▸ Prompt
Go through the material and copy every line in which "getPrecompile" appears.

┌──

PR #3788, opened 2025-10-23
Fix problem with manual setting `pendingFCU`

mjfh:


arnetheduck:
> a second register

you can just look up the block by number and take the hash from there - `pendingFCU` is indeed only supposed to be used for _resolving_ a fin block number after which it's no longer useful - the second important point being that the finalized block _number_ only increases  monotonically, so if pendingFCU resolves to an older block, it should ignore that update and warn that it was attempted.

Issue #3794, opened 2025-10-24
Invalid forkid checking for discv5 eligibleNode check


kdeme:
compatibleForkId always fails, also for correct forks:

https://github.com/status-im/nimbus-eth1/blob/master/execution_chain/networking/eth1_discovery.nim#L111

Bug is in `compatibleForkId`.

This causes discv5 nodes to be never used for rlpx connection setup.

(noticed in fact on looking at these metrics added https://github.com/status-im/nimbus-eth1/pull/3792)

PR #3796, opened 2025-10-24
Fix ForkId compatible bug

kdeme:
WIP, initial bugfix is fine, but testing like we should is not there yet, and might reveal more issues.


kdeme:
https://github.com/status-im/nimbus-eth1/issues/3794

Issue #3795, opened 2025-10-24
Missing eip-2124 / EIP-6122 testing for fork combination possibilities


kdeme:
ForkId logic as described here https://eips.ethereum.org/EIPS/eip-2124#stale-software-examples 
is not properly tested and I am not sure that our way of implementation (https://github.com/status-im/nimbus-eth1/blob/master/execution_chain/common/hardforks.nim#L371-L387) covers all that (aside from the existing bug of https://github.com/status-im/nimbus-eth1/issues/3794)

See also test cases here: https://github.com/ethereum/go-ethereum/blob/0413af40f60290cf689b4ecca4e51fef0ec11119/core/forkid/forkid_test.go#L158

or in EIPS
https://eips.ethereum.org/EIPS/eip-2124
https://eips.ethereum.org/EIPS/eip-6122
https://eips.ethereum.org/EIPS/eip-2364

It is also the case that we might need to do some changes to be able to test this in that same way.

kdeme:
Fixed in https://github.com/status-im/nimbus-eth1/pull/3803 and https://github.com/status-im/nimbus-eth1/pull/3796

PR #3803, opened 2025-10-31
Fix forkId compatibility according to EIP-2124 and EIP-6122

kdeme:
fixing https://github.com/status-im/nimbus-eth1/issues/3795


kdeme:
image

Peering from fresh start (genesis) with this change.

This PR is the left run, master is the right run.

PR #3810, opened 2025-11-04
Rework ForkId to get rid of ChainForkId and its conversions

kdeme:
And be more consistent in the naming + use fields as per EIPs

relying on https://github.com/status-im/nim-eth/pull/826


execution_chain/networking/peer_pool.nim
```diff
@@ -162,22 +161,22 @@ proc lookupPeers(p: PeerPoolRef) {.async: (raises: [CancelledError]).} =
     # to be later processed by connection worker
     await p.discovery.lookupRandomNode(p.connQueue)
 
-func updateForkID(p: PeerPoolRef) =
+func updateForkId(p: PeerPoolRef) =
   if p.forkId.isNil:
     return
 
   let forkId = p.forkId()
   if p.lastForkId == forkId:
```
kdeme, line 169: For some reason the `==` here fails with
```
Expression: x.hash == y.hash
  [1] x.hash: Bytes4
  [2] y.hash: Bytes4
```
without the added `==` here: 
https://github.com/status-im/nim-eth/pull/826/commits/21ba8923a822a60c40261c97c15d0b8a234c0a40#diff-fdc22bb681374a71a5a754cf46c5ade4b1c54c35c66f163533e86879bab9228aR190-R193

It shouldn't be needed though, and in fact in testing equals win forkid_test.nim, it does work without the added `==`.

kdeme: Actually, it works without the specific ForkId `==` added, by adding `eth/common/base` import in p2p.nim (or exporting base in peer_pool.nim. So I'll go that route.

Depends on order I guess and hitting p2p.nim first,
basically instantiation here https://github.com/status-im/nimbus-eth1/blob/master/execution_chain/networking/p2p.nim#L116 ?

PR #3860, opened 2025-12-04
Reduce down stateless_execution_helpers to compile for baremetal

lewis1revill:


execution_chain/stateless/stateless_execution_helpers.nim
```diff
@@ -68,33 +40,48 @@ func decodeRlp*(T: type Block, rlpBytes: openArray[byte]): Result[T, string] =
...
-proc statelessProcessBlockJsonFiles*(
-    witnessJsonFilePath: string, com: CommonRef, blockJsonFilePath: string
-): Result[void, string] =
-  let
-    witnessJson = ?readFileToStr(witnessJsonFilePath)
-    blkJson = ?readFileToStr(blockJsonFilePath)
-  statelessProcessBlockJson(witnessJson, com, blkJson)
+  statelessProcessBlockRlp(witnessRlpBytes, blkRlpBytes)
+
+proc main() =
```
arnetheduck, line 58: the main function also goes inside the isMainModule block or it will cause an "unused private function" warning on import

PR #3861, opened 2025-12-04
Block import improvements

bhartnett:
This PR improves a few things in the block import:
- Change naming of flags and parameters to use positive naming which makes the code easier to understand.
- The `FullValidation` flag was not being used and the fullValidation debug parameter did nothing previously. The flag is now used to apply the per block validation.


CASABECI (commented):
Successful

PR #3865, opened 2025-12-05
EIP-7928: Implement debug_getBadBlocks RPC endpoint

bhartnett:


execution_chain/rpc/debug.nim
```diff
@@ -107,6 +115,17 @@ proc getBlockAccessList*(
...
+
+  let txFrame = chain.txFrame(blockHash).txFrameBegin()
+  defer:
+    txFrame.dispose()
+
+  let totalDifficulty = txFrame.getScore(blockHash).valueOr:
+    return chain.baseTxFrame().headTotalDifficulty()
+
+  return totalDifficulty
+
```
kdeme, line 128: Note that this can / will have to be removed when/if https://github.com/status-im/nimbus-eth1/pull/3882 gets merged and bal-devnet-0 gets rebased

bhartnett: No problem, I'll handle that when I merge master into my branch, once that PR is merged.

PR #3873, opened 2025-12-11
Move rpc evm call code to support zkEVM bare metal compilation

bhartnett:
This moves the rpc related code in call_evm.nim out into a separate file call_evm_rpc.nim so that the stateless execution function won't end up importing the RPC related code which is using the current time.


bhartnett:
> what's wrong with `now`?

now is deprecated in nim-eth in order to remove the dependency on the std/times code when importing eth/common/times. I just picked a different name to avoid the naming clash.

kdeme:
fyi: My reasoning was based on the amount of usage in the code base of `EthTime` coming from  `now()` vs from other sources.
Felt justified to pull it out of that code. But if you think that it affects too much the UX of `now`, I'm fine just keeping it behind the conditionals too.

PR #3881, opened 2025-12-17
Disable taskpools at compile time when threads are not enabled

bhartnett:
With this we disable the taskpools code in the EL at compile time when `--threads:off` is set. 

We want to be able to compile the stateless execution function on bare metal for the zkEVM integration but the task pools code doesn't compile on bare metal and is not needed in that context either so we should support disabling it.

### DIFF
--- a/execution_chain/evm/async_evm.nim
+++ b/execution_chain/evm/async_evm.nim
@@ -103,7 +103,6 @@ proc init*(
 ): T =
   let com = CommonRef.new(
     DefaultDbMemory.newCoreDbRef(),
-    taskpool = nil,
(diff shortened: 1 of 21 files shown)


execution_chain/common/common.nim
```diff
@@ -27,9 +26,12 @@ export
   evmforks,
   genesis,
   hardforks,
-  taskpools,
   utils
 
+when compileOption("threads"):
```
bhartnett, line 31: @tersec Thoughts on using this switch? Is this the recommended way to check if threads are enabled at compile time?

PR #4271, opened 2026-05-27
fix hashIndexKey high byte always zero due to shl/shr mistake

kdeme:
hashIndexKey() used `shl 8` instead of `shr 8` to extract the high byte of the index, making it always 0. This reduced the key space to 256 causing silent data corruption for any block with 256 or more transactions or receipts. The high index entries overwrote the low index ones on write and the iterator never terminated early.

On import from era1/era this could only be noticed when using the debug-store-bodies and/or receipts flags. But when following the chain normally it will also occur of course.

The fix changes the storage key layout, but since existing blocks for with >= 256 txs are already corrupt anyhow, the change does not make it worse for that data. And it will actually work for new data.

Nodes will need to resync to have actual valid data for affected blocks.

### DIFF
--- a/execution_chain/db/storage_types.nim
+++ b/execution_chain/db/storage_types.nim
@@ -109,7 +109,7 @@ func fcuKey*(u: uint64): DbKey {.inline.} =
 func hashIndexKey*(hash: Hash32, index: uint16): HashIndexKey =
   result[0..31] = hash.data
   result[32] = byte(index and 0xFF)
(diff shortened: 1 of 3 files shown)


kdeme:
Note that the storage layout change should not be causing any issues (Defects) aside from returning already invalid data.

FYI: I've come to hit this issue when verifying generated `ere` files from our EL database.

PR #4279, opened 2026-06-01
BAL state prefetching (batch IO)

bhartnett:
This implements state prefetching using the read (and storage write) locations in the block access list. The prefetching runs on background threads, similar to the optimistic state prefetching. 

The bal prefetching is disabled by default for now and can be enabled using the  `--debug-bal-state-prefetch=true` parameter. 

The prefetching reads each account when no storage reads or writes exist in the BAL since storage reads would implicitly read the account anyway. The storage writes are sorted by the first block access index and then read in that order so the state of earlier accessed slots will be available first. 

The number of workers (level of parallelism) is configurable using the `--debug-bal-state-prefetch-workers=<number>` parameter. The default value for this parameter will be tuned later once we implement parallel execution using BALs (coming soon).

### DIFF
--- a/execution_chain/block_access_list/block_access_list_validation.nim
+++ b/execution_chain/block_access_list/block_access_list_validation.nim
@@ -81,6 +81,8 @@ func validate*(
     var changedSlots: HashSet[StorageKey]
     for slotChanges in accountChanges.storageChanges:
       changedSlots.incl(slotChanges.slot)
+      if slotChanges.changes.len == 0:
+        return err("Each slot in storage changes must have at least one change")
       if not slotChanges.changes.isSorted(balIndexCmpTreatEqualAsGreater):
         return err("Slot changes should be unique and sorted by blockAccessIndex")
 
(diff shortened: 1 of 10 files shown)


bhartnett:
In this https://github.com/status-im/nimbus-eth1/tree/bal-performance-testing branch I've added some code to support performance testing with BALs in the block import even for pre-amsterdam blocks. 

Beforehand I generated a file containing the BALs for a range of blocks by running the block import using the `--debug-bal-sidecar-write=filename` parameter. 
Then after that ran the performance tests with `--debug-bal-sidecar-read=filename` parameter. All tests read in the BAL from the file even if not used based on the settings so that the comparison is accurate.

Ran the test starting at block 15 million, imported 10K blocks with stateroot disabled, running with 16 taskpool threads.

With all prefetching (both optimistic and bal) disabled:
elapsed=7m32s890ms

With bal prefetching enabled with default workers = 16 and optimistic prefetch disabled:
elapsed=4m41s899ms

With bal prefetching enabled with workers = 8 and optimistic prefetch disabled:
elapsed=4m23s613ms

With bal prefetching disabled and optimistic prefetch enabled:
elapsed=5m11s394ms

Once parallel execution is implemented the number of bal prefetch workers can be tuned to a better default.

PR #4280, opened 2026-06-01
Add historical_hashes_accumulator export and era1 export

kdeme:
Add historical_hashes_accumulator export and era1 export to nimbus_history_exporter tool. This is functionality ported from the Portal eth_data_exporter tool to this tool, where instead of JSON-RPC the local nimbus database is used as data source.


kdeme:
Will eventually remove the old version of this in eth_data_exporter.

The accumulator export is required for being able to export this in Sepolia, and then include it in binaries like is donef or mainnet.

era1 export will be rather legacy once `ere` gets adopted but for the time being it's fine to keep.

PR #4290, opened 2026-06-02
Add EreDB implementation

kdeme:
EreDB implementation to be used as drop-in replacement of Era1DB but with post merge usage.

Maybe a little silly to already add this without usage. But have upcoming draft PR to see/show changes compared to era1/era. 

And once files are generated can also use this for Portal bridge.


kdeme:
Will go ahead and merge this already as https://github.com/status-im/nimbus-eth1/pull/4291 has shown this to be working fine as replacement for era1DB

PR #4291, opened 2026-06-02
Replace era1/era based import with ere based import

kdeme:
to be tested...


yorickdowne:
For your tests, note that while ` exec "build/nimbus_execution_client import --data-dir:" & tmp & " --ere-dir:tests/replay --max-blocks:1"` should work, the unified binary doesn't have an "import" command right now: That also should be tested. `nimbus executionClient import <etc>`

kdeme:
> For your tests, note that while ` exec "build/nimbus_execution_client import --data-dir:" & tmp & " --ere-dir:tests/replay --max-blocks:1"` should work, the unified binary doesn't have an "import" command right now: That also should be tested. `nimbus executionClient import <etc>`

Thanks for pointing this out. I hadn't looked yet into the `nimbus` options for this.

I've now checked and the unified binary takes over the subcommands directly. 

So the unified binary version of this is:
`exec "./build/nimbus import --data-dir:/data/dir/nimbus --ere-dir:/data/dir/nimbus/ere --max-blocks:1`

I assume it is intended to be like this as opposed to the `executionClient import` , @arnetheduck ?

I will add this to the import test case in CI here.

kdeme:
Note that this PR is still in draft because:
1. `ere` files have not been generated yet for the full history (mainnet / sepolia) (issue: https://github.com/status-im/infra-nimbus/issues/283)
2. We need to decide still how to deal with `era1`+`era` versus `ere`:
  * Swap support in EL from `era1` + `era` to `ere` 
  * Support both temporary, but eventually remove `era1` + `era` (era of course remains supported on CL side, and we even need `era` to support proofs in `ere` export)
  * Support both forever...

yorickdowne:
Note that pandaops ends their files in `.erae`. Not sure whether you check file ending, but if you do, please support both `.ere` and `.erae` ending. See https://ethpandaops.io/data/history/?history-erae-network=mainnet

I am not sure whether what pandaops serves is complete. It looks fairly complete, at least.

kdeme:
> Note that pandaops ends their files in `.erae`. Not sure whether you check file ending, but if you do, please support both `.ere` and `.erae` ending. See https://ethpandaops.io/data/history/?history-erae-network=mainnet
> 
> I am not sure whether what pandaops serves is complete. It looks fairly complete, at least.

This is because those files were generated before the `ere`format specifications where complete and got merged.

The proper extension name now is `ere`. Also, profiles were added in the name, and those files are without proofs and should thus have the `noproofs` profile which they currently don't have (see also ere format specs: https://github.com/eth-clients/e2store-format-specs/blob/ca2523a6420d64336000f5607c0b59df1a08c83b/formats/ere.md#file-name).

So if you want to already test the nimbus import with those files you have to all rename them like `mainnet-00000-a6860fef.erae` -> `mainnet-00000-a6860fef-noproofs.ere`.

yorickdowne:
Oh that’s good to know. I’ll rip out the EraE stuff from the Geth PR

arnetheduck:
> Support both temporary, but eventually remove

+1 this - we also need to specify `.erc` which is the consensus data only (that pairs well with `.ere` (and `.erb` for blobs) - this is specially important for gloas since execution data travels separately - once we have `.erc` for some overlap time, we can drop era/era1 in both cl and el.

kdeme:
Closing this for https://github.com/status-im/nimbus-eth1/pull/4301. Same implementation but keeping era1/era around for now.

PR #4294, opened 2026-06-03
nimbus_history_exporter: Add hoodi support

kdeme:
Some trickiness due to hoodi genesis not being baked in and it being a PoS only network (with GENESIS_DELAY > 0)

### DIFF
--- a/tools/nimbus_history_exporter/beacon_proof_builder.nim
+++ b/tools/nimbus_history_exporter/beacon_proof_builder.nim
@@ -17,10 +17,11 @@
 
 import
   std/times,
+  chronos,
   results,
   ssz_serialization,
   beacon_chain/era_db,
-  beacon_chain/networking/network_metadata,
+  beacon_chain/networking/[network_metadata, network_metadata_downloads],
   beacon_chain/spec/[forks, eth2_ssz_serialization],
   beacon_chain/beacon_clock,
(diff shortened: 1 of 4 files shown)


tools/nimbus_history_exporter/beacon_proof_builder.nim
```diff
@@ -96,20 +97,31 @@ proc init*(
...
+              BeaconStateHeader,
+            )
+          except SerializationError as exc:
+            return err("Cannot decode genesis state header: " & exc.msg)
+        (genesisHeader.genesis_validators_root, genesisHeader.genesis_time)
+      else:
+        # For networks where genesis is not baked in (e.g. hoodi), download it.
+        let genesisState =
+          try:
+            waitFor fetchGenesisState(metadata)
```
kdeme, line 117: Note that one could also get this from the `era` file itself, perhaps worth the change considering you have to make sure those files are valid/trusted.

kdeme: There is actually a `fetchGenesisState` version that prioritizes grabbing state from era before downloading: https://github.com/status-im/nimbus-eth2/blob/6fb05f36804d53c2e8e014cfeeea8ad7996a5efe/beacon_chain/nimbus_beacon_node.nim#L111

Need to extract and/or make that public, so that could be an improvement here.

Will already merge this version though as it works fine.

PR #4299, opened 2026-06-04
Don't load code for delegation when the address is a precompile

bhartnett:
Changes in this PR:
- Skip loading of code for delegation when the address is a pre-compile.
- Optimise performance of getPrecompile.
- Use isPrecompile template at call sites.
- Don't load precompiles in the bal state prefetch workers.

### DIFF
--- a/execution_chain/core/executor/process_block.nim
+++ b/execution_chain/core/executor/process_block.nim
@@ -20,6 +20,7 @@ import
   ../../transaction,
   ../../evm/state,
   ../../evm/types,
+  ../../evm/precompiles,
   ../../evm/interpreter/gas_costs,
   ../../block_access_list/block_access_list_validation,
   ../../concurrency/utils,
@@ -56,6 +57,7 @@ when compileOption("threads"):
       nextIndex: Atomic[int]
       balPtr: ptr BlockAccessList
       txFrame: CoreDbTxRef
+      fork: EVMFork
 
   proc recoverAndPrefetchTask(
       e: ptr Entry, ctx: ptr PrefetchCtx, tx: ptr Transaction): bool {.nimcall.} =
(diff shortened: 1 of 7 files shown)


jangko:
https://github.com/status-im/nimbus-eth1/blob/1d0df8c5b9e3d8f95919585d2c7df2e0e017891d/execution_chain/evm/interpreter/op_handlers/oph_call.nim#L190

https://github.com/status-im/nimbus-eth1/blob/1d0df8c5b9e3d8f95919585d2c7df2e0e017891d/execution_chain/evm/message.nim#L32

https://github.com/status-im/nimbus-eth1/blob/1d0df8c5b9e3d8f95919585d2c7df2e0e017891d/execution_chain/evm/interpreter_dispatch.nim#L224

Considering the call to `getPrecompile` involving a loop inside the function, I think it's time to reduce the call to `getPrecompile` and use flag maybe?

bhartnett:
> Considering the call to `getPrecompile` involving a loop inside the function, I think it's time to reduce the call to `getPrecompile` and use flag maybe?

I'm currently working on a change to precompute a per fork table of all the precompiles so that we don't loop here. What do you mean by flag?

jangko:
> What do you mean by flag?

`getPrecompile` in : `oph_call.nim.gasCallDelegate`, `oph_call.nim.getCallCode`, and `interpreter_dispatch.nim.executeOpcodes` all evaluating the same address when a child Computation is executed. Why not evaluate once and use `MsgFlags` enum to flag it as a precompile.

The same goes for top level message call.

bhartnett:
> `getPrecompile` in : `oph_call.nim.gasCallDelegate`, `oph_call.nim.getCallCode`, and `interpreter_dispatch.nim.executeOpcodes` all evaluating the same address when a child Computation is executed. Why not evaluate once and use `MsgFlags` enum to flag it as a precompile.
> 
> The same goes for top level message call.

Updated as suggested.

bhartnett:
Performance testing results:

Imported 10K blocks starting from around block 24 million.

master - 
**elapsed=18m51s135ms**

precompiles branch - 
**elapsed=15m37s970ms**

└──

▸ Task response
- Optimise performance of getPrecompile.
Considering the call to `getPrecompile` involving a loop inside the function, I think it's time to reduce the call to `getPrecompile` and use flag maybe?
> Considering the call to `getPrecompile` involving a loop inside the function, I think it's time to reduce the call to `getPrecompile` and use flag maybe?
`getPrecompile` in : `oph_call.nim.gasCallDelegate`, `oph_call.nim.getCallCode`, and `interpreter_dispatch.nim.executeOpcodes` all evaluating the same address when a child Computation is executed. Why not evaluate once and use `MsgFlags` enum to flag it as a precompile.
> `getPrecompile` in : `oph_call.nim.gasCallDelegate`, `oph_call.nim.getCallCode`, and `interpreter_dispatch.nim.executeOpcodes` all evaluating the same address when a child Computation is executed. Why not evaluate once and use `MsgFlags` enum to flag it as a precompile.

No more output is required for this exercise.